Repräsentantenhaus beschloss Billionenhilfspaket

Am Freitag beschloss das von den Demokraten kontrollierte US-Repräsentantenhaus ein neues CoV-Hilfspaket in Höhe von drei Billionen Dollar (2,8 Billionen Euro). Es gilt allerdings als unwahrscheinlich, dass auch der von den Republikanern kontrollierte Senat dem gigantischen Hilfspaket zustimmt. Selbst im Fall einer Zustimmung im Senat dürfte Trump sein Veto einlegen. Die Sprecherin des Weißen Hauses, McEnany, sagte am Freitag, der Entwurf sei „völlig inakzeptabel“ und ein „Rohrkrepierer“.
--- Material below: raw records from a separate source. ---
PR #1803, opened 2022-07-25
RFC Database info

MacondoExpress:
# Description
Contains details of the RFC Database info

### DIFF
--- a/docs/rfcs/rfc-021-database-info.md
+++ b/docs/rfcs/rfc-021-database-info.md
@@ -2,9 +2,9 @@
 
 ## Problem
 Providing compatibility with multiple Neo4j versions comes with some difficulty.
-Different Neo4j versions require different approaches to obtain the same result optimally. Without knowing where the query will be executed during the query generation, it's not possible to change the query accordingly.
+Different Neo4j versions require different Cypher queries to obtain the same result. Without knowing where the query will be executed during the query generation, it's not possible to change the query accordingly.
 
-As a use case, let's consider the following example:
+For instance, let's consider the following example:
 ```cypher
 RETURN distance(point({x:10, y:5}), point({x:10, y:10}))
 ```
@@ -16,7 +16,7 @@ RETURN point.distance(point({x:10, y:5}), point({x:10, y:10}))
 Which can be executed against a `Neo4j 5.x` instance.
 
 ## Proposed Solution
-From version `Neo4j 3.5` it is available the procedure `dbms.components` can be used as:
+From version `Neo4j 3.5` the procedure `dbms.components` can be used as:
 ```cypher
 call dbms.components() yield name, versions, edition unwind versions as version return name, version, edition;
 ```
@@ -30,7 +30,7 @@ with this information available it's possible to write an optimal query.
 To make this available to the resolvers, it is possible to add a new class `Neo4jDatabaseInfo` to the GraphQL `Context`. It is then possible to compare the version with the [`ServerInfo`](https://neo4j.com/docs/api/javascript-driver/current/class/lib6/result-summary.js~ServerInfo.html) version in the driver response.
 
 An essential implementation of the `Neo4jDatabaseInfo`: 
-```javascript
+```typescript
 interface Neo4jVersion {
   major: number;
   minor: number;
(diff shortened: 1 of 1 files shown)


docs/rfcs/rfc-021-database-info.md
```diff
@@ -0,0 +1,117 @@
+# Database info
+
+## Problem
+Providing compatibility with multiple Neo4j versions comes with some difficulty.
+Different Neo4j versions require different approaches to obtain the same result optimally. Without knowing where the query will be executed during the query generation, it's not possible to change the query accordingly.
```
angrykoala, line 5:
```suggestion
Different Neo4j versions require different Cypher queries to obtain the same result. Without knowing where the query will be executed during the query generation, it's not possible to change the query accordingly.
```

docs/rfcs/rfc-021-database-info.md
```diff
@@ -0,0 +1,117 @@
...
+
+As a use case, let's consider the following example:
```
angrykoala, line 7:
```suggestion
For instance, let's consider the following example:
```

docs/rfcs/rfc-021-database-info.md
```diff
@@ -0,0 +1,117 @@
...
+```cypher
+RETURN distance(point({x:10, y:5}), point({x:10, y:10}))
+```
+Which produces `5.0` using `Neo4j 4.x`, it will result in an error if used against a `Neo4j 5.x` instance.
+The same query could be written as:
```
angrykoala, line 12: For `5.x` the same query should be written instead as:

docs/rfcs/rfc-021-database-info.md
```diff
@@ -0,0 +1,117 @@
...
+```cypher
+RETURN point.distance(point({x:10, y:5}), point({x:10, y:10}))
+```
+Which can be executed against a `Neo4j 5.x` instance.
+
+## Proposed Solution
+From version `Neo4j 3.5` it is available the procedure `dbms.components` can be used as:
```
angrykoala, line 19:
```suggestion
From version `Neo4j 3.5` the procedure `dbms.components` can be used as:
```

docs/rfcs/rfc-021-database-info.md
```diff
@@ -0,0 +1,117 @@
...
+
+|  name            |  version         |  edition         |
+|  --------------  |  --------------  |  --------------  |
+|  "Neo4j Kernel"  |  "4.4.5"         |  "enterprise"    |
+
+with this information available it's possible to write an optimal query.
+To make this available to the resolvers, it is possible to add a new class `Neo4jDatabaseInfo` to the GraphQL `Context`. It is then possible to compare the version with the [`ServerInfo`](https://neo4j.com/docs/api/javascript-driver/current/class/lib6/result-summary.js~ServerInfo.html) version in the driver response.
+
+An essential implementation of the `Neo4jDatabaseInfo`: 
+```javascript
```
angrykoala, line 33: This code is actually typescript :)

```suggestion
```typescript
```

docs/rfcs/rfc-021-database-info.md
```diff
@@ -0,0 +1,117 @@
...
+
+  constructor(version: Neo4jVersion, edition: string) {
+    this.version = version;
+    this.edition = edition;
+  }
+}
+```
+
+### Application Flow
+```mermaid
```
angrykoala, line 51: Interesting, I never used mermaid for real

docs/rfcs/rfc-021-database-info.md
```diff
@@ -0,0 +1,117 @@
...
+
+#### Roundtrips to the Database
+It will be better to avoid unnecessary roundtrips for every request that will create a network and performance overhead.
+
+#### Database updates
+The implementation needs to handle the case where the database version is updated while the Neo4j Graphql library is running.
+
+#### Context defined driver
+The implementation needs to handle the case where the driver configuration is passed in a GraphQL Context.
+
```
angrykoala, line 109: We should support that the user specifies a version in the configuration, in that case we will ignore the first round-trip and just use that version

angrykoala (changes requested):
Looks good, just a few minor improvements on some details

angrykoala (approved):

Die Demokraten nutzten ihren Vorstoß vor allem, um Druck auf die Republikaner zu machen und ihrer Forderung nach weiteren Konjunkturhilfen Nachdruck zu verleihen. Der US-Kongress hat seit März mit der Unterstützung beider Parteien bereits Konjunkturpakete in Höhe von rund 2,7 Billionen Dollar auf den Weg gebracht. Die Regierung des Republikaners Trump will zunächst die Wirkung der bisher verabschiedeten Gesetze abwarten, bevor über mögliche weitere Hilfen entschieden wird.